Your objective: Print out all the records, word for word.
^^^^^^^^^^^^^^^^
PR #1086, opened 2021-11-08
Support set/unset environment variables through tanzu config file

### LINKED ISSUE #1035: Allow configuring generic configuration/environment variable in Tanzu config file
There are use-cases when the user needs to configure environment variables so that tanzu cli can use the configuration to function correctly.
One of the examples is to configure environment variables like `TKG_CUSTOM_IMAGE_REPOSITORY`, `TKG_CUSTOM_IMAGE_REPOSITORY_CA_CERTIFICATE`, `TKG_CUSTOM_IMAGE_REPOSITORY_SKIP_TLS_VERIFY` as environment variables so that CLI can download BoM and providers files from the correct image registry for internet restricted environment.

The proposal is to simplify this by allowing users to configure this type of env variable as part of the Tanzu CLI and let Tanzu CLI configure those as environment variables irrespective of where we run our CLI. Also, use that configuration for cluster creation if applicable. This can be achieved by adding another key `env:` under cli options in the tanzu config file.
```
kind: ClientConfig
clientOptions:
  cli:
    unstableVersionSelector: experimental
  features:
    global:
      context-aware-discovery: "true"
  env:
    FOO: "bar"
```

If there are conflicts, meaning user has set environmental variable outside tanzu config file with `export FOO=foo` as well as variable is mentioned under config file, CLI should try to throw warning about possible conflicts. And CLI should give higher precedence to user configured environment variables to allow user to override config for one off command runs.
^^^^^^^^^^^^^^^^
Result of this exercise:
PR #1086, opened 2021-11-08
Support set/unset environment variables through tanzu config file

### LINKED ISSUE #1035: Allow configuring generic configuration/environment variable in Tanzu config file
There are use-cases when the user needs to configure environment variables so that tanzu cli can use the configuration to function correctly.
One of the examples is to configure environment variables like `TKG_CUSTOM_IMAGE_REPOSITORY`, `TKG_CUSTOM_IMAGE_REPOSITORY_CA_CERTIFICATE`, `TKG_CUSTOM_IMAGE_REPOSITORY_SKIP_TLS_VERIFY` as environment variables so that CLI can download BoM and providers files from the correct image registry for internet restricted environment.

The proposal is to simplify this by allowing users to configure this type of env variable as part of the Tanzu CLI and let Tanzu CLI configure those as environment variables irrespective of where we run our CLI. Also, use that configuration for cluster creation if applicable. This can be achieved by adding another key `env:` under cli options in the tanzu config file.
```
kind: ClientConfig
clientOptions:
  cli:
    unstableVersionSelector: experimental
  features:
    global:
      context-aware-discovery: "true"
  env:
    FOO: "bar"
```

If there are conflicts, meaning user has set environmental variable outside tanzu config file with `export FOO=foo` as well as variable is mentioned under config file, CLI should try to throw warning about possible conflicts. And CLI should give higher precedence to user configured environment variables to allow user to override config for one off command runs.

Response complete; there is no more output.